The inspector determined that a performance deficiency existed because the licensee failed to show that the design control measures applied to modification ECP 1575 were commensurate with the original design. Furthermore, the inspector determined that it was reasonably within the licensees control to have identified that the simplified methodology needed to be verified in order to show that the design requirements for torus attached piping were correctly translated into the modification specifications, drawings, procedures and instructions.

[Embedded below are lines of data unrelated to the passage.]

PR #1137, opened 2021-04-20
Add modify operation to ExtensionFieldValueSet.

Lukasa:
During decoding, modifications are frequently made to the extension
values in ExtensionFieldValueSet. In particular for repeated extensions,
these modifications include modifications to copy-on-write data types.
Because the _modify accessor hasn't been standardised yet,
ExtensionFieldValueSet implements get/set only, forcing a modification
of existing data to be done by a get/set pair. This will always emit a
copy-on-write operation.

The result of the above is that decoding repeated extensions is a
quadratic operation, making it diabolically slow. oss-fuzz caught this
behaviour.

This patch adds a non-API modify function to ExtensionFieldValueSet and
uses it on all decoding paths. This code simply encapsulates a somewhat
delicate function invocation that manages to convince the Swift compiler
to use Dictionary's _modify accessor for the underlying operation. The
result is that the oss-fuzz sample runtime decreases from 140s to 5s on
my machine.

This patch will likely have miscellaneous performance improvements
across the board. It adds the oss-fuzz case for regression purposes as
well.


thomasvl (approved):

thomasvl:
Going ahead and merging, hopefully oss-fuzz will see this today and update accordingly.

PR #1144, opened 2021-04-29
Add 5.4 testing.

thomasvl:
Move conformance test to 5.4 since it is the latest.

PR #1145, opened 2021-04-30
Don't do characterwise-compares if not needed.

Lukasa:
When attempting to locate a field number for a JSON document, some code
paths will find themselves needing to strip `[` and `]` from a String.
Right now they do this by grabbing `first` and `last` from the String
and then comparing the `Character` to a `String` containing the given
characters.

This is a fairly heavyweight operation: it invokes unicode
normalisation, among other things. This means that with specially
crafted field names it is possible to cause us to spend a surprisingly
long time normalizing strings unnecessarily.

Given that we're looking for UTF-8 characters, and we know these strings
will already be UTF-8, the easier fix is to just do the check on the
UTF-8 view. The result is a vastly shortened runtime, taking the
duration of a clusterfuzz test case (also submitted with this patch)
down from 60s to 186ms: a 300x speedup.

Note that this patch is not terribly _rigorous_: I haven't gone
searching for other places where we do direct String comparisons that
can be done on the UTF-8 view. That would likely be a productive line of
enquiry for performance enhancement in the JSON codepath at the very
least.


tbkka (approved):
Nice!

thomasvl:
#1144 just fixed/tweaked the config for the checks failure.

PR #1147, opened 2021-05-05
Clear previous contents before decoding Any from TextFormat

tbkka:
The standard decoding path requires the previous byte value; when decoded
from TextFormat to a message, obtaining the byte value requires serializing
the message.  This is entirely unnecessary and can be a performance problem
if the previous value is time-consuming to serialize.

Credit: oss-fuzz project

### DIFF
--- a/Sources/SwiftProtobuf/Google_Protobuf_Any+Extensions.swift
+++ b/Sources/SwiftProtobuf/Google_Protobuf_Any+Extensions.swift
@@ -136,7 +136,7 @@ extension Google_Protobuf_Any {
   }
 }
 
-extension Google_Protobuf_Any: _CustomJSONCodable {
+extension Google_Protobuf_Any {
   // Custom text format decoding support for Any objects.
   // (Note: This is not a part of any protocol; it's invoked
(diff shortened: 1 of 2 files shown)


Lukasa (approved):

Sources/SwiftProtobuf/Google_Protobuf_Any+Extensions.swift
```diff
@@ -152,10 +152,16 @@ extension Google_Protobuf_Any: _CustomJSONCodable {
     } else {
       // This is not using the specialized encoding, so we can use the
       // standard path to decode the binary value.
+      // First, clear the fields so we don't waste time re-serializing
+      // the previous contents if a field gets repeated.
```
thomasvl, line 156: I'd probably expand this comment a little, this makes it sorta sound like it impacts a repeated Any field.  Instead you are trying to handle the case where the field name/number was repeated but is actually a single field, so the second occurrence will replace the first.

thomasvl: I figured out how to just edit it in place.

thomasvl (approved):

PR #1165, opened 2021-09-07
Handle skipping an object that ends after the open brace.

thomasvl:
- Add a test case.
- Include a case found via local fuzzing.


allevato (approved):

tbkka:
Nice catch!

thomasvl:
> Nice catch!

Fuzzing for the win. As soon as I tried the dictionaries locally this tripped.

PR #1483, opened 2023-10-25
Better plugin support

thomasvl:
This sequence builds more baseline functionallity into the plugin support library so when someone does author a plugin there is less common info they have to do. The hope is this provides something easy for swift-grpc (or anything else) to migrate to so when the support for Protobuf Editions is rolled in they don't have to duplicate anything and it will be more "automatic" like what the C++ plugin interfaces provide.


thomasvl:
PS - there are some other things (like output path calcs, etc.) that happy to be copied between swift-grpc and swift-protobuf, so maybe those things should also move into the shared location, but since they are strictly things all plugins would need, I resisted doing things in that space in this sequence.

allevato (approved):
🥳

PR #1485, opened 2023-10-26
1.x branch Better Plugin Support

thomasvl:
This is #1483, but for the 1.x release branch

There are two minor changes:
1. It leaves out the move to `@main`
2. Small code edit around `serializeBytes` vs. `serializedData`.


thomasvl:
The build failures on upstream protobuf are known and I think they are working to resolve.

allevato (approved):

thomasvl:
The 5.0.3 and 4.2.4 breaks confuse me, I didn't even change those files.  I wonder is something just happened to the swift docker images?

thomasvl:
> The 5.0.3 and 4.2.4 breaks confuse me, I didn't even change those files. I wonder is something just happened to the swift docker images?

Oh, those are just _notes_, they must always be there. But I am using another api that I guess is an issue.

thomasvl:
CI passes now with the fix for FileHandle on Swift <5.1 (and upstream protobuf having been fixed)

The inspector determined that the finding did not specifically impact the NRCs ability to perform its regulatory function. However, in a telephone call on February 22, 2005, the licensee acknowledged that using the simplified methodology in the future would require a specific license amendment from the NRC due to the revision in the requirements of 10 CFR 50.59 since 1996.

The inspector reviewed the issues described in Appendix E to Inspection Manual Chapter (IMC) 0612, Power Reactor Inspection Reports, and determined that none of them were applicable to this case. Using the criteria in Appendix B to MC 0612, the finding was determined to be more than minor because the finding was associated with the cornerstone attribute of design control in the mitigating system cornerstone and the finding was determined to affect the associated cornerstone objective of ensuring the availability of the HPCI system when called upon. Under the worst case scenario, movement of the torus with the additional valve weight on the HPCI turbine exhaust line would result in crimping of the line. This would cause an increased back pressure in the turbine exhaust line which would affect the ability of the HPCI system to inject into the reactor vessel.

The inspector also evaluated whether the finding would be associated with the barrier integrity cornerstone as the finding involved piping attached to the torus. The inspector determined that movement of the torus and the attached modified piping line would cause additional stresses on flanged joints such that they might leak. However, the only flanged joint in the line was downstream of the single containment isolation valve.

Assuming that the containment isolation valve would continue to perform its safety function, the inspector determined that it was unlikely that the containment barrier would be breached. Therefore, the inspector determined that the barrier integrity cornerstone was not affected.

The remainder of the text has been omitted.